Patients 6 years of age or older with leukemia, lymphoma, or myelodysplastic syndrome (MDS) whose first allogeneic HCT was with a 7/8 MMUD between 2011 and 2018 were included in this study. Patients were treated with SOC aGVHD prophylaxis (CNI + MTX − ATG) with or without abatacept. Exploratory analyses of OS were also evaluated in 7/8 MMUD HCT recipients treated with abatacept + CNI + MTX (without ATG) versus CNI + MTX + ATG, and versus those treated with post-transplant cyclophosphamide-based GVHD prophylaxis.

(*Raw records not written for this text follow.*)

PR #9547, opened 2023-02-13
avm2: Workaround haxe calling addChild(this) before super()

Dinnerbone:
This will progress haxe games.

Absolutely not an ideal fix and very much a hack, but I don't know what the proper solution would look like.


core/src/avm2/globals/flash/display/displayobjectcontainer.rs
```diff
@@ -192,7 +193,20 @@ pub fn add_child<'gc>(
                 .cloned()
                 .unwrap_or(Value::Undefined)
                 .as_object()
-                .and_then(|o| o.as_display_object())
+                .ok_or("ArgumentError: Child not a valid display object")?;
+            if child.as_display_object().is_none() {
+                let sprite = activation.resolve_class(&Multiname::new(
+                    Namespace::package("flash.display", activation.context.gc_context),
+                    "Sprite",
+                ))?;
```
Bale001, line 201: This can just be
```rs
let sprite = activation.avm2().classes().sprite;
```

adrian17 (approved):

PR #9561, opened 2023-02-13
Add a regression test for `SoundMixer.computeSpectrum`

torokati44:
The new audio backend simply mixes ~23ms worth of samples every ~1ms, then does nothing with them - it's only to leave the output history in the mixer to be accessed by AS.

I hope the .wav file is not too large...


torokati44:
Had to make both the test backend and the test run with "proper" timing... :/

tests/tests/util/options.rs
```diff
@@ -85,6 +86,7 @@ pub struct PlayerOptions {
     max_execution_duration: Option<Duration>,
     viewport_dimensions: Option<ViewportDimensions>,
     with_renderer: Option<RenderOptions>,
+    with_audio: Option<bool>,
```
Dinnerbone, line 89: This could just be bool I think, the other things are option because they have different behaviour for not being set at all

tests/tests/util/runner.rs
```diff
@@ -13,6 +18,31 @@ use std::rc::Rc;
...
+
+impl TestAudioBackend {
+    pub fn new() -> Self {
+        let mixer = AudioMixer::new(2, 44100);
+        let mixer_proxy = mixer.proxy();
+
+        std::thread::spawn(move || loop {
+            let mut buffer = [0f32; 2 * 1024];
+            mixer_proxy.mix::<f32>(&mut buffer);
+            std::thread::sleep(std::time::Duration::from_millis(1000 * 1024 / 44100));
```
Dinnerbone, line 33: Just for my own sanity, can you extract 44100 into a const, I'm guessing that's `SAMPLE_RATE`?
What's 1024?

tests/tests/util/options.rs
torokati44: Ah, alright. I thought they were `Option` so `serde` won't require them in the `.toml`. Changed to simply `bool`.

tests/tests/util/runner.rs
torokati44: Already did this yesterday, just didn't commit/push then... :)

Dinnerbone:
Looks good to me, but please update `tests/README.md` with the new field!

torokati44:
Done, thanks for the review!

Dinnerbone (approved):

torokati44:
Even with enabling sleeping to match movie FPS, and mixing at approximately real time, this test relies on two separate threads sleeping and waking up at the right times. This means that the test is not guaranteed to be 100% reliable, especially on resource-starved CI runners. There is enough slack in there that it should not cause problems in practice - which is why it takes a couple seconds to run -, but just FYI.

If it turns out to be problematic, we could also try changing the test backend so that mixing is optionally driven by the `computeSpectrum` calls themselves, instead of a separate thread - which would make it entirely deterministic, even without sleeping to match movie FPS.

PR #9572, opened 2023-02-14
desktop: Support flashvars passed via URL parameters

### LINKED ISSUE #9571: desktop: Support flashvars passed via URL parameters
**Describe the feature**
Quoting from [the Adobe site](https://helpx.adobe.com/flash/kb/pass-variables-swfs-flashvars.html), "Variables can also be passed to SWF files by appending them to the URL of SWF files." This works in the Flash projector too, not just in the browser. But it does not work in the Ruffle desktop app. For example, running `ruffle https://swf.example.com/example.swf?testvar=value1` would not pass the `testvar` value to `example.swf`. Passing `-Ptestvar=value1` does work, but it is cumbersome to manually separate each variable-value pair into its own `-P` argument this way.

Note that if Ruffle adds this feature, it will need to parse the query string into variable-value pairs, probably with the [query_pairs](https://docs.rs/url/latest/url/struct.Url.html#method.query_pairs) function. It would serve the same function as the [sanitizeParameters function](https://github.com/ruffle-rs/ruffle/blob/cfa3363416d3046baca48fe084cb675c0a786de0/web/packages/core/src/ruffle-player.ts#L93) on web, which might make the latter function redundant.

n0samu:
Closes #9571.

### DIFF
--- a/desktop/src/main.rs
+++ b/desktop/src/main.rs
@@ -314,9 +314,11 @@ impl App {
             let _ = event_loop_proxy.send_event(RuffleEvent::OnMetadata(swf_header.clone()));
         };
 
+        let mut parameters: Vec<(String, String)> = movie_url.query_pairs().into_owned().collect();
+        parameters.extend(parse_parameters(&opt));
         player.lock().expect("Cannot reenter").fetch_root_movie(
             movie_url.to_string(),
-            parse_parameters(&opt).collect(),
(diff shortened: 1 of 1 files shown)


Dinnerbone (approved):
Nicely done!

adrian17 (approved):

OS rates at day 180 post-transplant were 98% for patients treated with abatacept + SOC compared to 75% for those treated with SOC only. The exploratory analysis showed that patients who were treated with abatacept + SOC did better than those treated with SOC alone (either CNI + MTX + ATG or post-transplant cyclophosphamide). Patients treated with abatacept had significantly better OS at day 180 compared with patients treated with only SOC.
Researchers concluded that abatacept has the potential to be another promising GVHD prevention tool that could expand use of MMUD transplants. Now the only FDA approved drug for GVHD prevention as of January 21, 2022, practice change could be warranted.